TUBS – ‘Dead Meat’ cover albumIn un certo senso, i Tubs non sono una nuova band. Tutti e quattro i membri del gruppo rock gallese, con sede a Londra, erano in Joanna Gruesome, l’incendiario atto noise-pop che da allora si è frammentato in una rete tentacolare di progetti interconnessi.

Ma chiunque si aspetti una ripresa dell’indie pieno di distorsioni di quella formazione dovrebbe cercare altrove, ad esempio Ex-Vöid, una band che contiene tre Tubs su quattro più la cantante di Joanna Gruesome, Lan McArdle. Tre quarti di quel gruppo sono anche nel punk caoticamente rumoroso di Sniffany & The Nits. Ma come Tubs, stanno seguendo un percorso più stridente e nervoso, che ripercorre i decenni, dalla Gran Bretagna all’Oceania e ritorno.

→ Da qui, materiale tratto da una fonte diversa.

Issue #13840, opened 2023-08-31
Introduce the flag for products to mark the objects that needs recalculation


IKarbowiak:
We should refactor the way that the product prices are recalculated.

### Problem
Currently the discounted price recalculation method is called each time the related sale is changing. This may result in calling recalculation multiple times for single product what is not efficient.

## Solution
We should introduce similar solution as we already have for search index.
Add the flag on `Product` model to mark the products that needs recalculation. Then we should add a task that will be run each 20 seconds (as it's done for search vector, or maybe other frequency - to discuss) and recalculate the discounted prices only for those products.

maarcingebala:
Task functions to refactor:
- `update_products_discounted_prices_for_promotion_task`
- `update_products_discounted_prices_of_promotion_task`

maarcingebala:
We could try to use a custom Celery scheduler that will schedule the task only if there are products that need recalculating. An example custom schedule based on this logic was added in [this commit](https://github.com/saleor/saleor/pull/14823/commits/c4ed78c6fd984ef271878f811d3087bdf0bc753d#diff-6724102dbc2ea88d9de3ffdef217f9f4ac654211597696902f8aaf0d26bc5637R165).

Issue #15025, opened 2023-12-14
Optimize price recalculation


IKarbowiak:
We can introduce a new object to keeping denormalized prices for given promotion rules, channels, and variant channel listings. The new object will keep the discounted variant price.
- When the promotion is changed the related denormalized objects will be updated.
- In case any catalog changes appear (product/variant/collection/category) the denormalization needs to be updated for all promotion rules.
- The process of discounted price calculations for variants will be significantly simplified. We would just need to fetch related objects for a given variant and channel and get the lower price.
- It will also simplify the `handle_promotion_toggle` - the process of fetching the `product_ids`. It won't need to update promotion rules anymore. We will have to call only discounted price recalculation (`update_discounted_prices_task`)

IKarbowiak:
Resolved in https://github.com/saleor/saleor/pull/12713

PR #15051, opened 2023-12-15
Recalculate prices with celery beat

Air-t:
Calculate the prices in the background. In the previous solution any action on product, variant, sale, promotion, rule was triggering the action of recalculating prices in the background. In case of huge amount of actions this could trigger a lot of duplicated tasks. We change this approach to only set the `dirty` flag in the DB.  The celery workers defined in celery beat will pick up the PromotionRules/Products which needs price recalculation. With this approach, there is no risk, that multiple mutation calls could fully occupy the celery workers with price recalculations.

The changes provides below functions:
- `mark_active_promotion_rules_as_dirty(channel_ids: Iterable[int])` - mark rules with `variants_dirty`. Only rules with relations to `channel_ids` will be re-calculated - there are no reasons to re-calculated the promotion for channel X, where we update promotion/variant/etc for channel Y
- `mark_promotion_rules_as_dirty(promotion_pks: Iterable[UUID])`  - mark all rules assigned to specific promotions as dirty
- `mark_products_as_dirty(channel_to_product_ids: dict[int, set[int]]):` - accepts dictionary `channelID: {productIDs, ...}`. Based on the input the ProductChannelListing assigned to provided channelID will be marked as a dirty. So instead of processing all channelListings, we will process only the one that needs it. 

resolves: https://github.com/saleor/saleor/issues/13840

DoD:
- Adding/Updating/Removing promotion rules have an impact on variant prices
- Modifing Collection/Category/Product/Variant listed/filtered in category-predicate should have an impact on prices

For user, it should work in the same way as previously, one thing which is changed there is the way how we recalculate the prices. It can take maximal +/- 30 seconds after providing the changes to get updated prices.

# Impact

- [ x ] New migrations

# Docs

- [ ] Link to documentation:

# Pull Request Checklist


saleor/product/migrations/0190_product_recalculate_discounted_price.py
```diff
@@ -0,0 +1,17 @@
...
+        ("product", "0189_merge_20230929_0857"),
+    ]
+
+    operations = [
+        migrations.AddField(
+            model_name="product",
+            name="recalculate_discounted_price",
+            field=models.BooleanField(default=False),
+        ),
+    ]
```
IKarbowiak, line 17: You need to also set the default on database column

saleor/tests/e2e/checkout/discounts/test_checkout_with_promotion_and_voucher.py
```diff
@@ -112,10 +112,10 @@ def prepare_voucher(
...
     ),
     [
-        ("19.99", 13, "PERCENTAGE", 2.60, 13, "PERCENTAGE", 2.26, 15.13),
-        ("30", 10, "FIXED", 10, 5, "FIXED", 5, 17.5),
-        ("56.50", 19.99, "FIXED", 19.99, 33, "PERCENTAGE", 12.05, 24.46),
-        ("77.77", 17.5, "PERCENTAGE", 13.61, 25, "FIXED", 25, 51.66),
+        # ("19.99", 19.99, "PERCENTAGE", 0, 13, "PERCENTAGE", 2.6, 17.39),
+        # ("30", 30, "FIXED", 0, 5, "FIXED", 5, 27.5),
+        ("56.00", 56.00, "FIXED", 0, 30, "PERCENTAGE", 16.80, 39.2),
+        # ("77.77", 77.77, "PERCENTAGE", 0, 25, "FIXED", 25, 65.27),
```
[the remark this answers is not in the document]
Air-t: forgot to uncomment them, they should be uncommented if we still believe that e2e tests in this case are still valid.

saleor/graphql/discount/utils.py
```diff
@@ -54,6 +57,32 @@ def get_products_for_promotion(promotion: Promotion) -> ProductsQueryset:
...
+        return
+    products = get_products_for_promotion(promotion)
+    if products:
+        products.update(recalculate_discounted_price=True)
+
+
+def mark_products_for_recalculate_discounted_price(product_ids: Iterable[int]):
+    """Mark products for recalculate discounted prices."""
+    products = Product.objects.filter(pk__in=product_ids)
+    if products:
```
korycins, line 82: Do you need this `if` here? 
You could make 
```python
Product.objects.filter(pk__in=product_ids).update(recalculate_discounted_price=True)
```
Additionally you could skip the update action when `product_ids` is an empty list

saleor/product/tasks.py
```diff
@@ -92,14 +92,28 @@ def update_products_discounted_prices_of_promotion_task(promotion_pk: UUID):
...
 
+@app.task
+def recalculate_discounted_price_for_products_task():
+    """Recalculate discounted price for products"""
+    products_ids = list(
+        Product.objects.filter(recalculate_discounted_price=True)
+        .order_by("id")
+        .values_list("id", flat=True)
+    )[:DISCOUNTED_PRODUCT_BATCH]
+    if products := Product.objects.filter(id__in=products_ids):
```
korycins, line 111: Why not:
```suggestion
    products = Product.objects.filter(
        recalculate_discounted_price=True
    ).order_by("id")[:DISCOUNTED_PRODUCT_BATCH]
    if products:
```

saleor/settings.py
```diff
@@ -627,6 +627,10 @@ def get_url_from_env(name, *, schemes=None) -> Optional[str]:
         "task": "saleor.payment.tasks.transaction_release_funds_for_checkout_task",
         "schedule": timedelta(minutes=10),
     },
+    "recalculate-discounted-price-for-products": {
+        "task": "saleor.product.tasks.recalculate_discounted_price_for_products_task",
+        "schedule": timedelta(minutes=20),
```
korycins, line 632: Is 20 minutes correct here? 
I mean: It means that we will not update the prices for max 20 minutes (or even more if the amount of products to process is big).
By making a promotion, you could expect that undiscounted prices will show up immediately. Did we document it somewhere?

IKarbowiak: I agree, IMO is too rare

korycins: But if this is too rare,  we can end up with a huge amount of the same celery tasks which will occupy most of the available workers. 
We should have a validation that only one task is under processing. Or provide separate workers to only update the prices.  (we need to define which way is better and safer).

saleor/product/tasks.py
Air-t: there is an issue with `update_discounted_prices_for_promotion` it will not take sliced queryset

pyproject.toml
```diff
@@ -87,6 +87,8 @@ documentation = "https://docs.saleor.io/"
   urllib3 = "^1.26.18"
   uvicorn = {extras = ["standard"], version = "^0.23.1"}
   weasyprint = ">=53.0" # libpango >=1.44 is required
+  ipdb = "^0.13.13"
+  ipython = "^8.18.1"
```
IKarbowiak, line 91: Do you add this intentionally?

saleor/product/tasks.py
```diff
@@ -137,14 +137,28 @@ def update_products_discounted_prices_for_promotion_task(
...
+        update_discounted_prices_for_promotion(products)
```
IKarbowiak, line 157: It must be changed. We should do something similar like `update_products_discounted_prices_for_promotion_task` but without providing `product_ids`. In this solution without providing `rule_ids` we will have to fetch variants for each single `PromotionRule` for each batch!
We need to fetch this only once. 
Also, updating all `PromotionRules` each time the discounted task is called will kill us. Especially when the task is calls each 20 seconds. I'm afraid that this improvement cannot be merged without [this one](https://github.com/saleor/saleor/issues/15025)

IKarbowiak (changes requested):

pyproject.toml
Air-t: no this are added for debugging only - removing

saleor/product/utils/variants.py
```diff
@@ -54,11 +54,12 @@ def get_variant_selection_attributes(
 
 def fetch_variants_for_promotion_rules(
     rules: QuerySet[PromotionRule],
-):
+) -> List[int]:
```
IKarbowiak, line 57:
```suggestion
) -> list[int]:
```

saleor/product/utils/variants.py
```diff
@@ -54,11 +54,12 @@ def get_variant_selection_attributes(
...
     from ...graphql.discount.utils import get_variants_for_predicate
 
     PromotionRuleVariant = PromotionRule.variants.through
     promotion_rule_variants = []
+    variant_ids: List[int] = []
```
IKarbowiak, line 62:
```suggestion
    variant_ids: list[int] = []
```

saleor/product/utils/product.py
```diff
@@ -0,0 +1,8 @@
+from typing import Iterable
+
+from saleor.product.models import Product
```
IKarbowiak, line 3: Use relative import

saleor/product/tasks.py
```diff
@@ -137,6 +141,54 @@ def update_products_discounted_prices_for_promotion_task(
...
+        .filter(
+            Exists(promotions.filter(id=OuterRef("promotion_id"))),
+            variants_dirty=True,
+            **kwargs,
+        )[:PROMOTION_RULE_BATCH_SIZE]
+    )
+    if ids := list(rules.values_list("pk", flat=True)):
+        qs = PromotionRule.objects.filter(pk__in=ids)
+        product_ids = fetch_variants_for_promotion_rules(rules=qs)
+        update_promotion_rules_variants_dirty(False)
```
IKarbowiak, line 170: You already have queryset here so it's better to just do `qs.update(variants_dirty=False)`

saleor/product/tasks.py
```diff
@@ -137,6 +141,54 @@ def update_products_discounted_prices_for_promotion_task(
...
+        .using(settings.DATABASE_CONNECTION_REPLICA_NAME)
+        .filter(
+            Exists(promotions.filter(id=OuterRef("promotion_id"))),
+            variants_dirty=True,
+            **kwargs,
+        )[:PROMOTION_RULE_BATCH_SIZE]
+    )
+    if ids := list(rules.values_list("pk", flat=True)):
+        qs = PromotionRule.objects.filter(pk__in=ids)
+        product_ids = fetch_variants_for_promotion_rules(rules=qs)
```
IKarbowiak, line 169: Those ids are variant ids

saleor/discount/utils.py
```diff
@@ -581,3 +583,25 @@ def get_current_products_for_rules(rules: "QuerySet[PromotionRule]"):
...
     )
     return Product.objects.filter(Exists(variants.filter(product_id=OuterRef("id"))))
+
+
+def update_promotion_rules_variants_dirty(is_dirty):
+    rules_to_update = []
+    for rule in get_active_promotion_rules():
+        rule.variants_dirty = is_dirty
+        rules_to_update.append(rule)
+    PromotionRule.objects.bulk_update(rules_to_update, ["variants_dirty"])
```
IKarbowiak, line 593: Instead of iterating, we can just do `update` on the whole query set

saleor/discount/utils.py
```diff
@@ -581,3 +583,25 @@ def get_current_products_for_rules(rules: "QuerySet[PromotionRule]"):
...
+def get_active_promotion_rules():
+    promotions = Promotion.objects.using(
+        settings.DATABASE_CONNECTION_REPLICA_NAME
+    ).active()
+    return (
+        PromotionRule.objects.order_by("id")
+        .using(settings.DATABASE_CONNECTION_REPLICA_NAME)
+        .filter(
+            Exists(promotions.filter(id=OuterRef("promotion_id"))),
+            catalogue_predicate__isnull=False,
```
IKarbowiak, line 605: The default value for `catalogue_predicate` is empty dict

saleor/discount/utils.py
```diff
@@ -581,3 +583,21 @@ def get_current_products_for_rules(rules: "QuerySet[PromotionRule]"):
...
+    rules.update(variants_dirty=is_dirty)
+
+
+def get_active_promotion_rules():
+    promotions = Promotion.objects.using(
+        settings.DATABASE_CONNECTION_REPLICA_NAME
+    ).active()
+    return (
+        PromotionRule.objects.order_by("id")
+        .using(settings.DATABASE_CONNECTION_REPLICA_NAME)
```
IKarbowiak, line 599: When we are doing update on the queryset I suppose we shouldn't user replica here

saleor/product/tasks.py
IKarbowiak: Not resolved yet

saleor/product/utils/variants.py
```diff
@@ -69,6 +70,7 @@ def fetch_variants_for_promotion_rules(
                 for variant_id in set(variants.values_list("pk", flat=True))
             ]
         )
+        product_ids += variants.values_list("product", flat=True)
```
IKarbowiak, line 73: product_ids += variants.values_list("product_id", flat=True)

Air-t: that is exactly the same query no mater if you use `product_id` or just `product`. Is this just a convention to use `product_id` or something else?

IKarbowiak: I was afraid that using `product` causes fetching product instances. `product_id` explicitly says that we only want the `products_id` which is a column on the variant table. If `variants.values_list("product", flat=True)` is doing the same underhood, it's ok

saleor/product/tasks.py
```diff
@@ -140,6 +151,54 @@ def update_products_discounted_prices_for_promotion_task(
         update_discounted_prices_task.delay(product_ids)
 
 
+@app.task
+def update_promotion_rules_mark_products_for_price_recalculation_task(
+    product_ids: Iterable[int] = [],
+    start_id: Optional[UUID] = None,
+):
+    """Update PromotionRule and ProductVariant.
```
IKarbowiak, line 159: "Update relations between PromotionRule and ProductVariant.

IKarbowiak (commented):
Looks good for now 🚀

saleor/graphql/product/bulk_mutations/collection_bulk_delete.py
```diff
@@ -47,6 +47,4 @@ def bulk_action(cls, info, queryset):
         for product in products:
             cls.call_event(manager.product_updated, product, webhooks=webhooks)
 
-        update_products_discounted_prices_for_promotion_task.delay(
-            [product.id for product in products]
-        )
+        get_active_promotion_rules().update(variants_dirty=True)
```
korycins, line 50: This will make ALL existing rules marked as dirty, which means, that we will re-calculate everything.

saleor/product/tasks.py
```diff
@@ -100,6 +101,16 @@ def update_products_discounted_prices_of_promotion_task(promotion_pk: UUID):
     update_discounted_prices_task.delay(list(products.values_list("id", flat=True)))
 
 
+@app.task
+def mark_promotion_rules_to_recalculate_variants(promotion_pk: UUID):
```
korycins, line 105: Do we need to have this as celery task? It looks like you're calling it as normal function.

saleor/graphql/product/bulk_mutations/collection_bulk_delete.py
IKarbowiak: Yep, but we did it already and it was done each time any catalogue have been changed. No, we will mark the rules with flag and we will significantly reduce the number of proceeded promotion rules.
When something have changed in catalogues we have no clue which promotion rules should be marked to recalculate, as rules include filters and we do not know if the given product, variant, category, or collection is included in any of this rule until we filter be the rule predicate

saleor/discount/tasks.py
```diff
@@ -308,7 +309,7 @@ def update_discounted_prices_task():
     if products_ids:
         products = Product.objects.filter(id__in=products_ids)
         update_discounted_prices_for_promotion(products)
-        update_discounted_prices_task.delay()
+        mark_products_for_recalculate_discounted_price(products_ids)
```
korycins, line 312: I might be wrong but it looks like we will end up in infitie loop. We just processed the `products_ids`, and now we will mark it for recalculate

zedzior (commented):
So far I found some cosmetic drawbacks only. Will look further into it on Monday

saleor/discount/utils.py
```diff
@@ -1011,16 +1012,53 @@ def fetch_promotion_rules_for_checkout(
...
+        settings.DATABASE_CONNECTION_REPLICA_NAME
+    ).filter(Exists(rules.filter(id=OuterRef("promotionrule_id"))))
     for promotion_rule_channel in promotion_rule_channels:
         rule_id = promotion_rule_channel.promotionrule_id
         channel_id = promotion_rule_channel.channel_id
         rule_to_channel_ids_map[rule_id].append(channel_id)
     return rule_to_channel_ids_map
 
 
+def get_channel_to_products_map_from_rules(
```
IKarbowiak, line 1025: IMO, it's hard to understand what the function is doing from the name.
As I see it must be called before `mark_products_as_dirty`. So maybe both methods should be mixed? 
Right now you need to prepare specific mapping for `mark_products_as_dirty` but maybe it could be done inside the method? WDYT?

saleor/discount/utils.py
```diff
@@ -1036,6 +1074,21 @@ def get_current_products_for_rules(rules: "QuerySet[PromotionRule]"):
...
+
+    Collect all channels for are assigned to promotion rules.
+    """
+    PromotionRuleChannel = PromotionRule.channels.through
+    rule_channels = PromotionRuleChannel.objects.filter(
+        Exists(rules.filter(pk=OuterRef("promotionrule_id")))
+    )
+    channels = Channel.objects.filter(
+        Exists(rule_channels.filter(channel_id=OuterRef("id")))
+    )
```
IKarbowiak, line 1088: We can add `using` with replica, right?

saleor/discount/utils.py
```diff
@@ -1076,3 +1129,53 @@ def update_rule_variant_relation(
         PromotionRuleVariant.objects.bulk_create(
             rules_variants_to_add, ignore_conflicts=True
         )
+
+
+def get_active_promotion_rules(
```
IKarbowiak, line 1134:
```suggestion
def get_active_catalogue_promotion_rules(
```

saleor/discount/utils.py
```diff
@@ -1076,3 +1129,53 @@ def update_rule_variant_relation(
...
+            Exists(promotions.filter(id=OuterRef("promotion_id"))),
+        )
+        .exclude(catalogue_predicate={})
+    )
+    if allow_replica:
+        rules = rules.using(settings.DATABASE_CONNECTION_REPLICA_NAME)
+    return rules
+
+
+def mark_active_promotion_rules_as_dirty(channel_ids: Iterable[int]):
```
IKarbowiak, line 1152:
```suggestion
def mark_active_catalogue_promotion_rules_as_dirty(
```

saleor/discount/utils.py
```diff
@@ -1076,3 +1129,53 @@ def update_rule_variant_relation(
...
+    rules = get_active_promotion_rules()
+    PromotionRuleChannel = PromotionRule.channels.through
+    promotion_rules = PromotionRuleChannel.objects.filter(channel_id__in=channel_ids)
+    rules = rules.filter(
+        Exists(promotion_rules.filter(promotionrule_id=OuterRef("id")))
+    )
+    rules.update(variants_dirty=True)
+
+
+def mark_promotion_rules_as_dirty(promotion_pks: Iterable[UUID]):
```
IKarbowiak, line 1171:
```suggestion
def mark_catalogue_promotion_rules_as_dirty(promotion_pks: Iterable[UUID]):
```

saleor/graphql/discount/mutations/utils.py
```diff
@@ -52,3 +53,26 @@ def update_variants_for_promotion(
...
+    the rule has all details required to calculate the discount.
+    Keep in mind that in case of update applied on rule, this function should not be
+    called, previous version of rule could have an impact on products.
+    """
+    if promotion_type != PromotionType.CATALOGUE:
+        return False
+    if rule.reward_value is None:
+        return False
+    if rule.reward_value <= 0:
+        return False
```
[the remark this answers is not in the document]
korycins: The current logic responsible for triggering the re-calculation has:
```python
    rules = (
        PromotionRule.objects.order_by("id")
        .using(settings.DATABASE_CONNECTION_REPLICA_NAME)
        .filter(Exists(promotions.filter(id=OuterRef("promotion_id"))), **kwargs)
        .exclude(
            Q(reward_value__isnull=True) | Q(reward_value=0) | Q(catalogue_predicate={})
        )[:PROMOTION_RULE_BATCH_SIZE]
    )
```
This is why I assumed that I will also validate it here.

saleor/discount/utils.py
korycins: Looks like we can fully drop this function.

zedzior (approved):

IKarbowiak (approved):

saleor/graphql/product/mutations/category/category_update.py
```diff
@@ -36,6 +38,15 @@ def construct_instance(cls, instance, cleaned_data):
         return super().construct_instance(instance, cleaned_data)
 
     @classmethod
-    def post_save_action(cls, info: ResolveInfo, instance, _cleaned_input):
+    def post_save_action(cls, info: ResolveInfo, instance, cleaned_input):
         manager = get_plugin_manager_promise(info.context).get()
         cls.call_event(manager.category_updated, instance)
+
+        if "metadata" in cleaned_input:
```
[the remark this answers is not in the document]
korycins: Right. Added the comment to Category/Collection where input.

IKarbowiak (approved):

yellowee (approved):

Formati dal team di cantautori del cantante-chitarrista Owen ‘O’ Williams e del chitarrista George ‘GN’ Nicholls, i nostri suonano come una band indie-pop perduta degli anni ’80 che sarebbe stata un punto fermo della radio del college se fossero mai usciti dal Regno Unito. La formazione cita pietre miliari come la Flying Nun Records, il folk-rock di Canterbury e una manciata di cult indie-pop britannici.

Probabilmente puoi anche sentire tracce di icone americane degli anni ’80 come REM e Bob Mold nelle loro propulsive jam di chitarra. Davvero, quando Williams urla in modo erudito tra linee di sei corde sfrenate e ritmi nervosi, potresti percepire un numero qualsiasi di indie-band iconiche.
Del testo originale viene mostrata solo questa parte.